* Work instruction *
Figure out how many lines in these records contain "uses". Only the number belongs in the reply.

Start of Excerpted data

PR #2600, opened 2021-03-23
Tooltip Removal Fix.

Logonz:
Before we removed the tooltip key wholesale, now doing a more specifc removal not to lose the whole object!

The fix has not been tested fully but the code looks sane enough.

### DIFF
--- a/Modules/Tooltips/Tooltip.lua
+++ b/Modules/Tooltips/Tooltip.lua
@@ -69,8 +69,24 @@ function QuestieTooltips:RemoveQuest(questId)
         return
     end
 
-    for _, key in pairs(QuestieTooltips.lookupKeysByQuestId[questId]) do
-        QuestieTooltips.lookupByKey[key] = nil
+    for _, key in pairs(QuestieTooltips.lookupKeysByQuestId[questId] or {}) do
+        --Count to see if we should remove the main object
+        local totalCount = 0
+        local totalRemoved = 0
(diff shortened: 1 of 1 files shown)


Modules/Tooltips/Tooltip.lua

End of Excerpted data
Start of Excerpted data

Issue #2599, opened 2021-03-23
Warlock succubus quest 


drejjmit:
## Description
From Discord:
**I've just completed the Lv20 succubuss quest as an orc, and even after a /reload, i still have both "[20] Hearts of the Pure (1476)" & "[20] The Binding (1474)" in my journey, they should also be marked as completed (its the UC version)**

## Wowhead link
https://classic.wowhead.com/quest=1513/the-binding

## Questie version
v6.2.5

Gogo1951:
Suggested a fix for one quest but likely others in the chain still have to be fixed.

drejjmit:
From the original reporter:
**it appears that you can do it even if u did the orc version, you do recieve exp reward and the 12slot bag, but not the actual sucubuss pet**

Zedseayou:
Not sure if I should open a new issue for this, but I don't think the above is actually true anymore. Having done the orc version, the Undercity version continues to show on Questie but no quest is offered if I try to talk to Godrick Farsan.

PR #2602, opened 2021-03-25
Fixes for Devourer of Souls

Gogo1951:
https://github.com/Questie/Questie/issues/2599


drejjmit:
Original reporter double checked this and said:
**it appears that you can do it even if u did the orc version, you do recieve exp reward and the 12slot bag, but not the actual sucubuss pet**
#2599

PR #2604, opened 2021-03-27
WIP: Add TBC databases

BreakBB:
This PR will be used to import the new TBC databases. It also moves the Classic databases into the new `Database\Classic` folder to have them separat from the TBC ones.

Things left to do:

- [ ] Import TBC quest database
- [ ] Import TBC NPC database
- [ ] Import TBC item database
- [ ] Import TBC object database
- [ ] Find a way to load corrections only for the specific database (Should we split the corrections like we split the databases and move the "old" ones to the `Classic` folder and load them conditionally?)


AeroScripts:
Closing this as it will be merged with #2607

End of Excerpted data
Start of Excerpted data

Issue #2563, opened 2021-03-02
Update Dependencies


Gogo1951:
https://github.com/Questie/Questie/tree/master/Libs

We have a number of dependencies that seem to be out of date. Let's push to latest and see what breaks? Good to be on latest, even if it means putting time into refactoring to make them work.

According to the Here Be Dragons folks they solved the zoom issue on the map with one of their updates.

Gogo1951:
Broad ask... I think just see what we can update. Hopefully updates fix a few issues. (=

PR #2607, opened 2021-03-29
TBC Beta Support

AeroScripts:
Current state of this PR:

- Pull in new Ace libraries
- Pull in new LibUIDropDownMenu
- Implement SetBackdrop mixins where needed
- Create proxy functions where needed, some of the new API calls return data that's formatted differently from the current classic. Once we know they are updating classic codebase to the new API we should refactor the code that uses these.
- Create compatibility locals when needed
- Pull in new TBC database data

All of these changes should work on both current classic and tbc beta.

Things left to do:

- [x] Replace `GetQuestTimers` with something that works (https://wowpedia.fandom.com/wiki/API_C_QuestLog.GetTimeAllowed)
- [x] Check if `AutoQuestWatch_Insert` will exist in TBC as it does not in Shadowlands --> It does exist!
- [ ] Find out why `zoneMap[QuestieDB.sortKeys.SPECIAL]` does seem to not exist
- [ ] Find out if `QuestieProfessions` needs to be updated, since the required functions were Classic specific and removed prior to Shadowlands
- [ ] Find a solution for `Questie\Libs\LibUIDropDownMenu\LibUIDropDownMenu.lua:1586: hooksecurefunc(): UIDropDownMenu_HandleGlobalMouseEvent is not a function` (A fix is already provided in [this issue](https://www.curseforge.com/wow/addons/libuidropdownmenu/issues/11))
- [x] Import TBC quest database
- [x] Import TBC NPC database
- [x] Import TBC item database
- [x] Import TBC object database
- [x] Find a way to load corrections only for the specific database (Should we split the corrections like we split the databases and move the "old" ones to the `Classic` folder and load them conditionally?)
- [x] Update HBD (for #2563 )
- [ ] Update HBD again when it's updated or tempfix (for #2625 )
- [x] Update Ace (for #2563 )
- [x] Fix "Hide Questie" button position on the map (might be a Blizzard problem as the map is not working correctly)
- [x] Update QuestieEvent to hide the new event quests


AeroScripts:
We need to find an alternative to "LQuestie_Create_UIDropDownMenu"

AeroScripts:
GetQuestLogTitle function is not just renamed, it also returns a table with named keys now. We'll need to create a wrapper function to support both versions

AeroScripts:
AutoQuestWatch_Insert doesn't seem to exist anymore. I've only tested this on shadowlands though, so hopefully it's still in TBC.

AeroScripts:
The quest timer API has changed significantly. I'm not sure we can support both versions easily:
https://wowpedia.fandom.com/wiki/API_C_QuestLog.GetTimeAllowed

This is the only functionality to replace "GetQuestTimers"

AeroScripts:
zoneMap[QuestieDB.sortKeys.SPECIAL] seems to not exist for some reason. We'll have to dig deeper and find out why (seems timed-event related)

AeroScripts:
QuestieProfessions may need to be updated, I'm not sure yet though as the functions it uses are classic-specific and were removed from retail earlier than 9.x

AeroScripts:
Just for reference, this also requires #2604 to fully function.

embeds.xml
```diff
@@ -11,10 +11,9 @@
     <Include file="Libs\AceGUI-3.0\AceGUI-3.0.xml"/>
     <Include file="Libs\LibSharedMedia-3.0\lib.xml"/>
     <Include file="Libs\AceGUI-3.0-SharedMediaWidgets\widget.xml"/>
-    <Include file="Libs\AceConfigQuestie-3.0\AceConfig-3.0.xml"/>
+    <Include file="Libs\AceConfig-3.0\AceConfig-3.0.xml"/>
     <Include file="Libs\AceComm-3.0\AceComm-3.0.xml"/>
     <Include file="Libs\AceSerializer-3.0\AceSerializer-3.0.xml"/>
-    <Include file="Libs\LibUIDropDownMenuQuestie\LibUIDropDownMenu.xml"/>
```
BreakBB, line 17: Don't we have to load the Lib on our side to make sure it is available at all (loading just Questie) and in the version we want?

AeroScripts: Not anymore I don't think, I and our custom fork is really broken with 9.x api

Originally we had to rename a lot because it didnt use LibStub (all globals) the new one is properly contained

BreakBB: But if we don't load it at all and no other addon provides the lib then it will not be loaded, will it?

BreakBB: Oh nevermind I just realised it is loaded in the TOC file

End of Excerpted data

* Problem solution *
2